Faute d'un accord, le pays, qui ne peut emprunter qu'au compte-gouttes et à des taux prohibitifs, risque de se retrouver à court d'argent, avec le risque d'une sortie de l'euro. Un "Grexit" qui dans le pire des scénarios pourrait menacer la monnaie unique elle-même.

"Un accord est impératif. Bien que le gouvernement grec ait commencé à assouplir sa position, des concessions importantes restent nécessaires pour aboutir à un accord", estiment les analystes de BNP Paribas.

Les discussions seront très difficiles entre une zone euro, emmenée par l'Allemagne, convaincue d'avoir déjà beaucoup fait pour la Grèce avec une aide de quelque 240 milliards d'euros depuis 2010, et un pays usé par des années de récession et humilié par la tutelle de ses créanciers (Union européenne, Banque centrale européenne et Fonds monétaire international), qui lui imposent des réformes socialement très douloureuses.

Je vous le promets: après cela, la Grèce sera un autre pays dans six mois.
Alexis Tsipras
Premier ministre grec



Le patron de la zone euro, le Néerlandais Jeroen Dijsselbloem, s'était dit vendredi "pessimiste" sur les chances d'un accord, après une première réunion désastreuse la semaine dernière, qui s'était conclue sans la moindre avancée.

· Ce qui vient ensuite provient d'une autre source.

Issue #2159, opened 2016-08-19
Pagination component bug


intpp:
![](https://api.monosnap.com/rpc/file/download?id=jfqQPtze5tAHI3gWPRYe2In1LgMp1I)

Total pages: 18, current page: 15.
Component renders [ 15 ] [ 16 ] [ 17 ] ... [ 18 ]

Same issue when current page is 4, component renders: [ 1 ] ... [ 2 ] [ 3 ] [ 4 ]

React bootstrap version: 0.30.2

kevinzwh:
Found is causing this! The calculation for both`startpage` & `hasHiddenPagesAfter` have off by one errors that cause the ellipses to display when they shouldn't be.

I'll open a PR for the solution to this issue in a moment

Issue #1758, opened 2016-04-01
Revamp <Pagination> API


taion:
Possibilities:
- `<PaginationButton>` -> `<Pagination.Item>`
- An actual sane API for customizing pagination links (maybe based on `children`?)

bebraw:
If you want inspiration, see http://sapegin.github.io/react-pagify-preset-bootstrap/ . That's a little Bootstrap preset we did on top of react-pagify. Maybe you can mimic the API from there. It's very flexible.

taion:
My current thinking is just to have a `renderItem()` function as the customization hook. I think `<Pagination>` has enough valuable logic inside that we can't just rip it apart (without forcing users to do a lot more work).

This is mostly just a placeholder so I don't forget, though.

AndreiRailean:
You need to allow for more granular and smarter buttonComponentClass-like overrides.
I'm working on isomorphic stuff and need to have the component render the href link. I would be able to do this in `buttonComponentClass` except PaginationButton doesn't pass the page number down (by explicitly unsetting it in https://github.com/react-bootstrap/react-bootstrap/blob/ae48d58afc2bcfcc36cabec136bba33929387513/src/PaginationButton.js#L51)

As far as react-pagify goes - it's got a very confusing API - i wouldn't follow that unless you want to scare people away. I couldn't do isomorphic stuff with react-pagify either because href generator cannot be overridden to make it smarter.

One thing react-pagify has is more granular control over what tags are used to render pagination, but there's no need for it here because bootstrap prescribes a particular structure to pagination component. Rendering without ULs and LIs means it's no longer a bootstrap component but something that looks like one if you invest time into making it look (and act) that way. In that case you don't need react-bootstrap.

taion:
That's a bug per https://github.com/react-bootstrap/react-bootstrap/issues/1866.

The API should be something like a `renderItem` callback.

taion:
This was resolved in #2587.

PR #2189, opened 2016-09-02
Fix Pagination ellipsis placement bug

kevinzwh:
Fixes https://github.com/react-bootstrap/react-bootstrap/issues/2159.
There's an off-by-1 bug in both `startPage` & `hasHiddenPagesAfter` calculations which cause the Pagination component to incorrectly place ellipses & group numbers excluding the first & last numbers.

This error occurs such that the first two numbers [1] ... [2] or the last two [19] ... [20] display with an ellipsis between them, when they should be connected ([1][2] & [19][20]).

It's caused by the `startPage` calculation mistakenly excluding the page `1` away from the active buttongroup when it should be included.
The same goes for `hasHiddenPagesAfter` mistakenly becoming `true` and excluding the last page button away from the button group, causing an ellipsis between the last page button & the group.

**Broken first ellipsis**
screen shot 2016-09-01 at 9 33 04 pm
**Broken second ellipsis**
screen shot 2016-09-01 at 9 33 16 pm

This fix allows Pagination to display properly, with the first & last PaginationButtons included with the current active button group:

**Fixed First Group**
screen shot 2016-09-01 at 9 16 58 pm
**Fixed Last Group**
screen shot 2016-09-01 at 9 18 55 pm

For reference, the component used in the examples above:
```es6
          <Pagination
                  prev
                  next
                  first
                  last
                  ellipsis
                  boundaryLinks
                  items={20}
                  maxButtons={5}
                  activePage={this.state.activePage}
                  onSelect={this.handleSelect} 
          />
```

### DIFF
--- a/src/Pagination.js
+++ b/src/Pagination.js
@@ -87,7 +87,7 @@ class Pagination extends React.Component {
 
     if (maxButtons) {
       let hiddenPagesBefore = activePage - parseInt(maxButtons / 2, 10);
-      startPage = hiddenPagesBefore > 1 ? hiddenPagesBefore : 1;
+      startPage = hiddenPagesBefore > 2 ? hiddenPagesBefore : 1;
       hasHiddenPagesAfter = startPage + maxButtons <= items;
 
       if (!hasHiddenPagesAfter) {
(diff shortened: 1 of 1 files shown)


kevinzwh:
Thoughts on this @jquense, @taion?

taion:
Looks fine to me. Note that we'll might revisit this API more heavily at some point for https://github.com/react-bootstrap/react-bootstrap/issues/1758. IMO it might be better for this logic to live in user space than be configured by a ton of different options here.

jquense:
lgtm, with the same caveat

• Ce que veulent les Européens: Les Européens veulent une extension du plan d'aide en cours, pour garder la main sur les réformes, face au nouveau gouvernement grec dominé par la gauche radicale de Syriza, qui veut en terminer avec le "mémorandum" actuel. La possibilité de ne pas le prolonger est "une option", a reconnu un haut responsable européen sous couvert d'anonymat. A condition de convaincre les capitales les plus inflexibles, en premier lieu Berlin.

Ce que veut Athènes: Concrètement, Athènes propose la mise en place d'un accord-relais, accompagné d'un programme de réformes assoupli, où les mesures jugées les plus antisociales seraient remplacées par de nouvelles. Pour M. Juncker, une mesure "antisociale" doit être remplacée par une autre ayant un impact budgétaire équivalent.

Des réunions préparatoires ont eu lieu au cours du week-end à Bruxelles pour expliciter les positions de chacun et identifier les points de convergence. Un rapport doit être remis lundi lors de la réunion de l'Eurogroupe, mais il subsiste de nombreux points de friction, notamment sur les privatisations, sur lesquelles le nouveau gouvernement veut en grande partie revenir, ou les droits des salariés dans l'entreprise, a indiqué dimanche  Varoufakis.

"Au lieu d'argent, nous avons besoin de temps pour mettre en oeuvre notre plan de réformes. Je vous le promets: après cela, la Grèce sera un autre pays dans six mois", a promis Alexis Tsipras.

©REUTERS

Quelque 20.000 personnes ont défilé dimanche soir à Athènes pour appuyer leur gouvernement, et 8.000 autres à Thessalonique, dans le nord du pays. Des manifestations de soutien ont également eu lieu dans plusieurs villes d'Europe comme à Paris et à Madrid.